Alors, tu veux savoir ce que c'est, la Vucciria, de l'intérieur ? Imagine un instant. Tu ne vois rien, mais tu sens déjà l'air changer. C'est comme si une vague de chaleur, d'odeurs et de sons te frappait en plein visage avant même d'y être. Tu marches, et le sol sous tes pieds vibre d'une énergie palpable, comme si la ville elle-même respirait plus fort ici. C'est un chaos organisé, un ballet incessant de voix, de rires, de brouhaha qui monte des pavés anciens.
Tu entends d'abord les voix, une cacophonie joyeuse. Des cris gutturaux de marchands qui vantent leurs marchandises, des rires d'enfants qui courent, le cliquetis des ustensiles de cuisine, le bourdonnement constant des conversations en dialecte sicilien. C'est une symphonie urbaine, brute et authentique, qui te saisit et te tire au cœur du marché. Chaque son est une pulsation de vie, te rappelant que tu es au centre de quelque chose d'ancien et de profondément humain.
Puis les odeurs t'enveloppent, couche après couche. D'abord, le parfum salé et iodé de la mer, mélangé à l'odeur terreuse des légumes frais. Ensuite, vient le fumet épicé des plats frits, du panelle croustillant, des arancine dorées, te tirant vers les étals de street food. Et par-dessus tout, cette note douce et acidulée des agrumes, des citrons gorgés de soleil, qui rafraîchit l'air et te donne presque l'impression de pouvoir mordre dans l'atmosphère.

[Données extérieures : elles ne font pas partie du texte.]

PR #149, opened 2019-11-07
Remove empty repos

0xf8f8ff:
To be able to remove the group repository when removing a group, it is necessary to ensure that no submissions were committed yet to that repository.


public/src/managers/GRPCManager.ts
```diff
@@ -190,9 +192,11 @@ export class GrpcManager {
         return this.grpcSend<Void>(this.agService.updateGroup, grp);
     }
 
-    public deleteGroup(groupid: number): Promise<IGrpcResponse<Void>> {
-        const request = new RecordRequest();
-        request.setId(groupid);
+    public deleteGroup(groupid: number, courseID: number, withRepo: boolean): Promise<IGrpcResponse<Void>> {
```
meling: Should all methods always have `courseID` first in the argument list.

scm/github.go
```diff
@@ -237,6 +237,24 @@ func (s *GithubSCM) UpdateRepoAccess(ctx context.Context, repo *Repository, user
...
+
+	repo, err := s.GetRepository(ctx, opt)
+	if err != nil {
+		return false
+	}
+
+	// test to check how repo commits look like
+	_, _, err = s.client.Repositories.ListCommits(ctx, repo.Owner, repo.Path, nil)
+	if err != nil {
+		if strings.Contains(err.Error(), "Git Repository is empty") {
```
meling: This is a bit fragile to check for such a string, but I understand why. I googled a bit, and came across this [stackoverflow issue](https://stackoverflow.com/questions/19889899/count-number-of-empty-repositories-on-github). Specifically, this comment:

_That would be an interesting statistic. We don't have a simple way to do that right now. However, you might be able to use the GitHub API to get close. You could look through public repositories and compare "pushed_at" and "created_at" dates to see if there has been any activity. Additionally, you could find repositories with a "size" of 0. There's more information on how to find this information, and much more, right here:_

http://developer.github.com/v3/repos/

Would this give us the same in a safer way?

web/autograder_service.go
```diff
@@ -383,13 +383,15 @@ func (s *AutograderService) UpdateGroup(ctx context.Context, in *pb.Group) (*pb.
 
 // DeleteGroup removes group record from the database.
 // Access policy: Teacher of CourseID.
-func (s *AutograderService) DeleteGroup(ctx context.Context, in *pb.RecordRequest) (*pb.Void, error) {
-	usr, err := s.getCurrentUser(ctx)
+func (s *AutograderService) DeleteGroup(ctx context.Context, in *pb.DeleteGroupRequest) (*pb.Void, error) {
+
+	// TODO(vera): will neen an scm passed to the web method in case we want to delete the group repo too (in.WithRepo == true)
```
meling: I think we should always delete the team, group repo and the group database entry. Does it make sense to keep either of these, and not all?

web/groups.go
```diff
@@ -36,15 +36,37 @@ func (s *AutograderService) getGroupByUserAndCourse(request *pb.GroupRequest) (*
...
+func (s *AutograderService) deleteGroup(ctx context.Context, sc scm.SCM, request *pb.DeleteGroupRequest) error {
+	group, err := s.db.GetGroup(request.GetGroupID())
 	if err != nil {
 		return err
 	}
-	if group.Status > pb.Group_REJECTED {
-		return status.Errorf(codes.Aborted, "accepted group cannot be deleted")
+
+	// if withRepo is true, delete repo and team (needs scm)
+	if request.WithRepo {
```
meling: Do we need this option to only delete group in the database?

public/src/managers/GRPCManager.ts
0xf8f8ff: Should they? More than a half methods in this file have course ID as a second argument, but it is easy to fix.

scm/github.go
0xf8f8ff: Unfortunately, none of these options work.
A repo with a few text files pushed to it still has size 0.
For an empty repo `pushed_at` can somehow differ from `created_at` (Example: Repository  grp1  was created at:  2019-11-14 13:54:43 +0000 UTC  and last pushed to at: 2019-11-14 13:54:44 +0000 UTC).

public/src/managers/GRPCManager.ts
meling: I think we should be consistent throughout the codebase that we always have `courseID` and other fields in the same order, if they are used. This is important when inputs are the same type. But especially important for API methods.
However, I will open a separate issue on this, so that we can do accept this one.

PR #155, opened 2019-11-15
New lab result layout

0xf8f8ff:
image

### DIFF
--- a/public/src/components/lab/LabResult.tsx
+++ b/public/src/components/lab/LabResult.tsx
@@ -5,11 +5,9 @@ interface ILabResult {
     submission_id: number;
     progress: number;
     lab: string;
-    course_name: string;
     authorName?: string;
     showApprove: boolean;
     isApproved: boolean;
-    delivered: string;
     onApproveClick: () => void;
     onRebuildClick: (submissionID: number) => Promise<boolean>;
 }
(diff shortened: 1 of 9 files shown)


public/src/components/lab/LabResult.tsx
```diff
@@ -2,16 +2,19 @@ import * as React from "react";
 import { ProgressBar, Row } from "../../components";
 
 interface ILabResult {
+    submission_id: number;
```
meling: submissionID

meling:
Nice work. I like it. The Rebuild button should be aligned to the right.
I’m not sure we should have the tests in a separate table after all. Looks a bit strange. Let’s add those to the table above as;
```
Tests Passed        5
Tests Failed        0
```
Or
```
Tests Passed / Failed        5 / 0
```
Or
```
Passed / Failed        5 / 0 tests
```
I struggle to make up my mind among these.

0xf8f8ff:
Updated layout:

image

meling:
I like the new layout. A few nits: the date formatting; we probably don’t want to display seconds. And we should use European 24h time format, ie without the am/pm. Maybe we could also skip the year in this particular view since that should be obvious from the context of the course itself. I propose instead writing the day, date, month and time, eg: Tuesday 19 Oct, 18:00

0xf8f8ff:
Updated date format and table rows order:

image

PR #157, opened 2019-11-20
Api updates

0xf8f8ff:
Replaced generic RecordRequest with more specific request messages.


meling:
Great! I like that we now have more clear code for the IDs...

PR #447, opened 2026-08-04
Feature/udfoert af

momocoder14:
Udfort af dropdown
Order locking - preventing two users at the same time
Print button fix - no options page
Navigation fix - close returns to card and not overview

## Summary by CodeRabbit

- **New Features**
  - Added order editing protection with conflict alerts, automatic lock renewal, and release when leaving an order.
  - Added a sortable, searchable “Udført af” column to order lists.
  - Added delivery-address selection, saving, clearing, and autofill improvements.

- **Bug Fixes**
  - Corrected order, customer, printing, and back-navigation links.
  - Improved order selection and autocomplete behavior.
  - Corrected the Danish “Udført af” label.

- **Reliability**
  - Improved database updates for older installations and missing tables.
  - Added safeguards for schema variations and migration permission issues.


LuiHedlund02:
go though the review from coderabbit @momocoder14

momocoder14:
> go though the review from coderabbit @momocoder14

On it, I am doing a refactor as well due to the reserved hvem field. The new pull request will feature these changes.

LuiHedlund02:
Holding this one — it's CONFLICTING with master (`debitor/ordre.php`
changed), and the review turned up design issues that a plain rebase won't
fix:

1. **Lock ordering:** the creditor-order lock is acquired inside
   `ordreside()`, *after* the POST dispatcher has already written. A stale
   save can modify the order and only then show a lock conflict. The
   ownership check must run before every mutating path — and
   `clear_delivery` is currently excluded from the early check even though
   it immediately clears persisted delivery fields.
2. **Migration breaks existing consumers:** the migration copies
   `ordrer.hvem` → `performed_by` and blanks `hvem`, but the changed-order
   list still does `SELECT DISTINCT hvem`, and document printing still reads
   `$row['hvem']` for the `ordre_hvem` placeholder in
   `includes/formfunk.php`. After migration, performers vanish from the list
   and print as empty. Every consumer needs to move to `performed_by` in the
   same PR.
3. **Delivery-address persistence isn't transactional:** all primaries are
   demoted first, then replacements written with suppressed `@pg_query` — a
   failed write can leave zero (or multiple) primary addresses while the
   save looks successful.
4. Also: schema migrations are racy read-then-act sequences in the request
   path (including the `record_locks` creation), the fax→mobile rename skips
   installs that have both columns, `includes/grid.php` still emits the
   unescaped search term (the CodeRabbit reflected-XSS finding), and
   `performed_by` accepts non-scalar POST input.

**Ask:** rebase onto current master first (resolve `debitor/ordre.php`
deliberately), then fix 1-3 as a minimum before re-requesting review.
Test plan: new + migrated orders, list filter/sort, configured `ordre_hvem`
print fields, copy/credit/split, delivery-address failure handling, and two
concurrent sessions on both debtor and creditor orders.

SirRolin (changes requested):
After testing the "hvem" column is still broken, in the sense that it's no longer updated when you enter the ordre.
The "hvem" Column is badly named, but it's perpose is to lock the ordre so if you have multiple people on the system, only 1 person can be in a ordre at a time.

If we were to rename the column, it should be renamed to "locked_by", but that requires checking all ordre files for "hvem" uses.

LuiHedlund02:
@momocoder14 decision: #575 will carry the remaining optional performer/translation fix using the renderer already on master (ID 5231), preserving the existing concurrent-edit warning. Please separate this PR’s competing `record_lock.php` / release / heartbeat mechanism from the performer UI and reconcile its design with #589 before asking for review. If any unique performer behavior remains, identify it so we can preserve it without another renderer or lock mechanism.

momocoder14:
Closing this PR as its remaining work has now been split/superseded by the newer changes.

The remaining Udført af / performer behavior is being handled by #575 using the renderer already on master, while the concurrent-edit locking work should be reconciled with #589 rather than maintaining a competing lock/release/heartbeat implementation here.

Three fixes from this PR are not carried forward and are still open on master — the unescaped search term in includes/grid.php (reflected XSS, CodeRabbit flagged it here on 2026-08-04), the double ? in debitor/udskriftsvalg.php's redirect, and the non-transactional delivery-address save in debitor/debitorkort.php (Lui's review item 3). I'm taking those out as separate PRs off master so they don't close with this one; links to follow.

Tu sens la foule autour de toi. Le coude à coude est inévitable, tu te laisses porter par le flux et le reflux des corps, une danse improvisée et instinctive. Tes mains peuvent effleurer les paniers d'osier rugueux, la peau lisse et fraîche d'une aubergine, ou la texture écailleuse et froide du poisson exposé sur la glace. Les pavés sous tes pieds sont inégaux, certains lisses d'avoir été foulés par des générations, d'autres plus rugueux, racontant leur propre histoire.
Pour t'y retrouver, le mieux est de te laisser porter. Ne cherche pas une carte, ça ne sert à rien. Vas-y en fin de matinée, vers 10h-11h, c'est là que l'activité bat son plein sans être complètement bondé. Garde tes affaires près de toi, comme partout où il y a du monde. Le marché est un labyrinthe de ruelles étroites, mais tu ne peux pas vraiment te perdre, tu finiras toujours par retrouver une artère principale.
Côté bouffe, il faut absolument goûter le "pane con la milza" (pain avec de la rate), c'est une spécialité de Palerme, ou les "stigghiola", des brochettes d'abats grillées. Ne sois pas timide, pointe du doigt ce qui te tente. Pour boire, cherche les petits bars qui servent des bières fraîches ou un verre de vin local. Tu manges debout, ou assis sur un muret si tu trouves une place. C'est l'expérience qui compte.
Quand la nuit tombe, la Vucciria prend une autre dimension. Les étals de nourriture laissent place à des bars éphémères. La musique s'élève, parfois un DJ, parfois des musiciens de rue. L'odeur de la friture se mêle à celle de l'alcool et de la cigarette. Les voix sont moins celles des marchands et plus celles des fêtards. C'est une transformation totale, le jour marché populaire, la nuit lieu de rassemblement festif.
En repartant, tu emportes avec toi cette énergie vibrante. C'est une sensation de plénitude, d'avoir été immergé dans le cœur battant de Palerme. Tu sens encore le sel sur tes lèvres, le parfum des épices sur tes vêtements, et le rythme du marché dans tes pas. C'est une expérience qui ne se raconte pas, elle se vit.